§ **What this task involves**
Only the lines below between the ones containing "OS := $(shell uname)" and "SHLIB_EXT = so", inclusive, are to be reproduced, each exactly as it stands.
*** Begin section ***
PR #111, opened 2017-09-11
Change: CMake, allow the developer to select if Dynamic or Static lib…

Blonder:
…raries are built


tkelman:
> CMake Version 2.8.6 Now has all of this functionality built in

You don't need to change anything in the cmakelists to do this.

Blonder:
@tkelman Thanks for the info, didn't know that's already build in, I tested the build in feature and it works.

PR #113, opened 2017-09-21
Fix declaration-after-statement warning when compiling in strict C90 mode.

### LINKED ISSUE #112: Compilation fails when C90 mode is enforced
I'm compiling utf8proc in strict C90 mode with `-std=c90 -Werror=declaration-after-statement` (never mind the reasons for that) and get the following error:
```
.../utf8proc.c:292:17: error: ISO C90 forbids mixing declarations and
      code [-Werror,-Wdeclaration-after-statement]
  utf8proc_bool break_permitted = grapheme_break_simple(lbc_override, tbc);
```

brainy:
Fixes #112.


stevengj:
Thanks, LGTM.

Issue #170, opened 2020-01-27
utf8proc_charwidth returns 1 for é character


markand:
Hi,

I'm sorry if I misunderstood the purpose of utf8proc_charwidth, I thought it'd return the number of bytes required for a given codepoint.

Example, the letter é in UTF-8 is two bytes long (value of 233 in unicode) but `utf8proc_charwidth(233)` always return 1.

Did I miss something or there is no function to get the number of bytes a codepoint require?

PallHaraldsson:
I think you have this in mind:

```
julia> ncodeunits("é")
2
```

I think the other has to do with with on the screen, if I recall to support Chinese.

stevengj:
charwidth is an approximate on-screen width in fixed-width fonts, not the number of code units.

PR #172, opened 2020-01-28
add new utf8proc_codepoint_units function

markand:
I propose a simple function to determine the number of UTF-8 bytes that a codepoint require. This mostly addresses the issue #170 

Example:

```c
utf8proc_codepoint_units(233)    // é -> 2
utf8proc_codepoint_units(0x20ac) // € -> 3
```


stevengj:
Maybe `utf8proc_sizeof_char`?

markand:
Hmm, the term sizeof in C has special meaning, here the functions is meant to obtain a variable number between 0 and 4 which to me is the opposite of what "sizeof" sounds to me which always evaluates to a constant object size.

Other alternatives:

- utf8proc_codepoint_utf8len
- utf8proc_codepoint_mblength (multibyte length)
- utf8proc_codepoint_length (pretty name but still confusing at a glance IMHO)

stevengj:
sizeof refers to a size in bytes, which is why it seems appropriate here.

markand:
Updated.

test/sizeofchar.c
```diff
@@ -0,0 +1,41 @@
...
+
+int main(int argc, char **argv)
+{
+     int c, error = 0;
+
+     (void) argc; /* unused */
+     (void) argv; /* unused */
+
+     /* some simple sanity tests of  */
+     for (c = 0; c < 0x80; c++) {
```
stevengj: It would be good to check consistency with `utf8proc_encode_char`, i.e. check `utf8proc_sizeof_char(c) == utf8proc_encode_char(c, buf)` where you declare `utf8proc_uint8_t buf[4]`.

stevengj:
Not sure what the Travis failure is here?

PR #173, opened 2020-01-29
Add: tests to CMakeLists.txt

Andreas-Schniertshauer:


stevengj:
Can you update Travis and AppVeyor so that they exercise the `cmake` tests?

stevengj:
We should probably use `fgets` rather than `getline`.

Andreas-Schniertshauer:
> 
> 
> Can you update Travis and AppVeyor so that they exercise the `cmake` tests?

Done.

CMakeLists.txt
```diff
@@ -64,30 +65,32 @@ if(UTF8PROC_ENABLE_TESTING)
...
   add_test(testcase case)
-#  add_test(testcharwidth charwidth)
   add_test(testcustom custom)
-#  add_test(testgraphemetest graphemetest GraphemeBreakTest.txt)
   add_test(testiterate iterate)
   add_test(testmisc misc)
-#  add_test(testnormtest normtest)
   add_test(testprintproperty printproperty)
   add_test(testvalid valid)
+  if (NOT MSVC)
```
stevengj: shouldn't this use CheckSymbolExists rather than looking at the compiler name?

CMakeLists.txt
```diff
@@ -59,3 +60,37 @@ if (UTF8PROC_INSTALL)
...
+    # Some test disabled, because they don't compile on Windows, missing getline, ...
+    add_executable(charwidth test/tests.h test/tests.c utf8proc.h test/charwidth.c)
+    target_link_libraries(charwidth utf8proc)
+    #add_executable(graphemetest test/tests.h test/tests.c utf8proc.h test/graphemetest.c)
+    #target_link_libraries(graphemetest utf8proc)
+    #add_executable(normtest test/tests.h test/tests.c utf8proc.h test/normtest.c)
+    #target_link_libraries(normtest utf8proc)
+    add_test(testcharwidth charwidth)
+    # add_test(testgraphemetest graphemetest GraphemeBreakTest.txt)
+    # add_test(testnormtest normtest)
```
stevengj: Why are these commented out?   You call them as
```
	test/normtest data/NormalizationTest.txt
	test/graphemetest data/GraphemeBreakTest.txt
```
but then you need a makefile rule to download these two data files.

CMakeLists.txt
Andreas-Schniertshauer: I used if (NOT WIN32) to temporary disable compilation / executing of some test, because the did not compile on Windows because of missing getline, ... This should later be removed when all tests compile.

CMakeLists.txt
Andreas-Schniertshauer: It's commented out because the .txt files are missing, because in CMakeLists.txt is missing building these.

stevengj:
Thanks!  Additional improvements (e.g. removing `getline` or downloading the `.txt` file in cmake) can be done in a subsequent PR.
*** End section ***
*** Begin section ***
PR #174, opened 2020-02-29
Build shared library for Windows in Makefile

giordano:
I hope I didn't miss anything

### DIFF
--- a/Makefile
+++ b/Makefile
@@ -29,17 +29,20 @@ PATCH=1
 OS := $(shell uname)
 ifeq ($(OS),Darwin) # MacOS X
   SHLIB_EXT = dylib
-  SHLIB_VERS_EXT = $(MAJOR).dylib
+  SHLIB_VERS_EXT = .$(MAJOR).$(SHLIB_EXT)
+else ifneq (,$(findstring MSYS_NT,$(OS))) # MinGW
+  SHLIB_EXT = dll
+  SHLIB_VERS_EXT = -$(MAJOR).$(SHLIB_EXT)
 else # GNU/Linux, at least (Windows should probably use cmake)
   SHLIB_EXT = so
*** End section ***
*** Begin section ***
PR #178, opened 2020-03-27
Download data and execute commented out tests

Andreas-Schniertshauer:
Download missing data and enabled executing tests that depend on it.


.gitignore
*** End section ***
§ **Response for this exercise**
 OS := $(shell uname)
 ifeq ($(OS),Darwin) # MacOS X
   SHLIB_EXT = dylib
-  SHLIB_VERS_EXT = $(MAJOR).dylib
+  SHLIB_VERS_EXT = .$(MAJOR).$(SHLIB_EXT)
+else ifneq (,$(findstring MSYS_NT,$(OS))) # MinGW
+  SHLIB_EXT = dll
+  SHLIB_VERS_EXT = -$(MAJOR).$(SHLIB_EXT)
 else # GNU/Linux, at least (Windows should probably use cmake)
   SHLIB_EXT = so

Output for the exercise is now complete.